Segment Open
PR #5750, opened 2023-11-21
SEAB-6022: Fix updateWorkflow endpoint for Services and Notebooks

svonworl:
**Description**
This PR fixes the `updateWorkflow` endpoint so that Services and Notebooks can be updated.  Previously, a notebook/service update failed with a 400 because the notebook/service implementations of `setParentEntry` and `setIsChecker` were wrong.  This PR copies the correct implementations from `AppTool`, and adds a test to confirm that a notebook can be updated.

Next time we do a big refactor of our integration tests, we might consider creating tests which are parameterized by entry type, and test each common operation on an instance of each type.  For example, you might have a base OperationsIT that housed the base test methods, which would call an abstract factory method to determine the entry to be tested, which could be subclassed for each entry type (NotebookOperationsIT, WorkflowOperationsIT, etc...).  Adding a test for a new type would be as simple as creating another subclass.  This would help to keep similar defects from slipping through...

**Review Instructions**
Confirm that you can update the topic of a notebook on qa.

**Issue**
https://ucsc-cgl.atlassian.net/browse/SEAB-6022

**Security and Privacy**
None.

### DIFF
--- a/dockstore-webservice/src/main/java/io/dockstore/webservice/core/Notebook.java
+++ b/dockstore-webservice/src/main/java/io/dockstore/webservice/core/Notebook.java
@@ -72,8 +72,11 @@ public class Notebook extends Workflow {
     }
 
     @Override
-    public void setParentEntry(Entry parentEntry) {
-        throw new UnsupportedOperationException("cannot add a checker workflow to a Notebook");
+    public void setParentEntry(Entry<?, ?> parentEntry) {
+        if (parentEntry == null) {
+            return;
+        }
+        throw new UnsupportedOperationException("Notebook cannot be a checker workflow");
     }
 
     @Override
@@ -83,7 +86,10 @@ public class Notebook extends Workflow {
 
     @Override
     public void setIsChecker(boolean isChecker) {
-        throw new UnsupportedOperationException("cannot add a checker workflow to a Notebook");
+        if (!isChecker) {
+            return;
+        }
+        throw new UnsupportedOperationException("Notebook cannot be a checker workflow");
     }
 
     @Transient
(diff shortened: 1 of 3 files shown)


kathy-t (approved):

denis-yuen:
> Next time we do a big refactor of our integration tests, we might consider creating tests which are parameterized by entry type, and test each common operation on an instance of each type. For example, you might have a base OperationsIT that housed the base test methods, which would call an abstract factory method to determine the entry to be tested, which could be subclassed for each entry type (NotebookOperationsIT, WorkflowOperationsIT, etc...). Adding a test for a new type would be as simple as creating another subclass. This would help to keep similar defects from slipping through...

:+1:

dockstore-webservice/src/main/java/io/dockstore/webservice/core/Notebook.java
```diff
@@ -72,8 +72,11 @@ public EntryTypeMetadata getEntryTypeMetadata() {
     }
 
     @Override
-    public void setParentEntry(Entry parentEntry) {
-        throw new UnsupportedOperationException("cannot add a checker workflow to a Notebook");
+    public void setParentEntry(Entry<?, ?> parentEntry) {
+        if (parentEntry == null) {
+            return;
+        }
+        throw new UnsupportedOperationException("Notebook cannot be a checker workflow");
```
denis-yuen, line 79: Is this message reversed?  In the  old implementation,  `parentEntry` is the checker workflow being added  and we don't check  what type it is.

svonworl: `setParentEntry` is used to set the parent of a checker workflow, so when it's invoked with a non-null argument and `this` is a notebook, we throw with this message because a notebook can't be a checker workflow.  The previous implementation was incorrect, it implemented `setParentEntry` and `setIsChecker` as if their purpose was to add a checker to the notebook/service, but their actual purpose is to mark a notebook/service as a checker and set its parent (the checked workflow).

denis-yuen (approved):

hyunnaye (approved):

coverbeck (approved):

Issue #5740, opened 2023-11-14
Creating a Zenodo DOI results in a 500


kathy-t:
**Describe the bug**
A user is unable to request a DOI because it results in a 500. Interestingly, the DOI is actually created successfully on Zenodo, so there's something wrong on Dockstore's end.

Looking at the logs, it's failing with a null pointer exception on this line, meaning that the DOI URL passed to the function is null.
https://github.com/dockstore/dockstore/blob/5cef678c176ee3c4abe81b1856be0887abc7a84c/dockstore-webservice/src/main/java/io/dockstore/webservice/helpers/ZenodoHelper.java#L180

The DOI URL provided to the function is the concept DOI URL, retrieved on this line:
https://github.com/dockstore/dockstore/blob/5cef678c176ee3c4abe81b1856be0887abc7a84c/dockstore-webservice/src/main/java/io/dockstore/webservice/helpers/ZenodoHelper.java#L163

Testing locally, I don't see this `conceptdoi` key in the published deposit's `links` array. Zenodo may have changed their API somehow, making the way we retrieve the concept DOI invalid.

**To Reproduce**

1. Publish a valid workflow
1. Click Request DOI
1. See that the DOI request failed with a 500 error

**Expected behavior**
The DOI should be created successfully and there should be no error. If we're unable to retrieve the concept DOI for whatever reason, return an appropriate error that is not 500.

**Screenshots**
This screenshot was from @aofarrel's attempt to request a DOI

![image](https://github.com/dockstore/dockstore/assets/25287123/e3bfe66a-667c-430d-b4b1-722e17a4dfcd)

[Domain] - https://dockstore.org

[Webservice](https://github.com/dockstore/dockstore/releases/tag/1.14.3)

* 1.14.3

[UI](https://github.com/dockstore/dockstore-ui2/releases/tag/2.11.1)

* 2.11.1

[Compose Setup](https://github.com/dockstore/compose_setup/releases/tag/1.14)

* 1.14

[Deploy](https://github.com/dockstore/dockstore-deploy/releases/tag/1.14.4)

* 1.14.4

┆Issue is synchronized with this [Jira Story](https://ucsc-cgl.atlassian.net/browse/DOCK-2489)
┆Attachments: <a href="https://api.atlassian.com/ex/jira/9ff674c1-1cd9-4ee6-9138-6e2cdc7b3740/rest/api/2/attachment/content/11105">image-20231219-183246.png</a>
[...]

PR #5755, opened 2023-11-29
Fix silly zenodo api change

denis-yuen:
**Description**
Mimics the silly patch in https://github.com/dockstore/zenodo-client/pull/27
(i.e. zenodo renamed a property we rely on) 

In a confusing twist, it seems like we have two zenodo clients, one used for testing only and one used by the webservice. It looks like the one I updated was the former, hence no change in the generated pom.xml files in this PR. 
Follow-up is https://ucsc-cgl.atlassian.net/browse/SEAB-6049

**Review Instructions**
Try to request a DOI on staging.dockstore.org, see if there is a null pointer exception and whether we process the concept DOI properly

**Issue**
https://github.com/dockstore/dockstore/issues/5740

**Security and Privacy**

None known 

### DIFF
--- a/bom-internal/pom.xml
+++ b/bom-internal/pom.xml
@@ -134,7 +134,7 @@ POM as their parent.
             <dependency>
                 <groupId>io.dockstore</groupId>
                 <artifactId>zenodo-client-generated</artifactId>
-                <version>0.2</version>
+                <version>0.3</version>
             </dependency>
 
             <dependency>
--- a/dockstore-webservice/src/main/java/io/dockstore/webservice/helpers/ZenodoHelper.java
+++ b/dockstore-webservice/src/main/java/io/dockstore/webservice/helpers/ZenodoHelper.java
@@ -160,7 +160,7 @@ public final class ZenodoHelper {
 
         Deposit publishedDeposit = publishDepositOnZenodo(actionsApi, depositionID);
 
-        String conceptDoiUrl = publishedDeposit.getLinks().get("conceptdoi");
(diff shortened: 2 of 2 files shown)


coverbeck (approved):
Nice find, and ugh, this is annoying. I'm sure you looked, but I'm going to ask anyway; their API doesn't provide a cleaner way to get the concept/parent DOI?

kathy-t:
> Review Instructions
Try to request a DOI on staging.dockstore.org, see if there is a null pointer exception and whether we process the concept DOI properly

Last time I tried to link my Zenodo account on staging (and QA), it didn't work. Not sure if that's still the case

kathy-t (approved):

denis-yuen:
> Nice find, and ugh, this is annoying. I'm sure you looked, but I'm going to ask anyway; their API doesn't provide a cleaner way to get the concept/parent DOI?

Yeah, I had 
 
> Boils down to the api changing a link from conceptdoi to parent_doi' If it happens again, they also have a integer property (conceptrecid) which is probably more stable than the links but would require more changes in the webservice.

To elaborate the concept doi in our database looks like `10.5281/zenodo.5104908`
Our current code retrieves the URL from the links as in this PR, which looks like `https://doi.org/10.5281/zenodo.5104908` and stores it. The integer value they return is  `5104908` 

So the pro of our current version is if zenodo was weird and changed their `10.5281` prefix, we automatically account for that. The con is the link is probably less reliable than the integer field and is not typesafe.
Segment Closed
◆ Work item
Where a line of the entries contains the word "current", copy that line.

◆ Solution
Our current code retrieves the URL from the links as in this PR, which looks like `https://doi.org/10.5281/zenodo.5104908` and stores it. The integer value they return is  `5104908` 
So the pro of our current version is if zenodo was weird and changed their `10.5281` prefix, we automatically account for that. The con is the link is probably less reliable than the integer field and is not typesafe.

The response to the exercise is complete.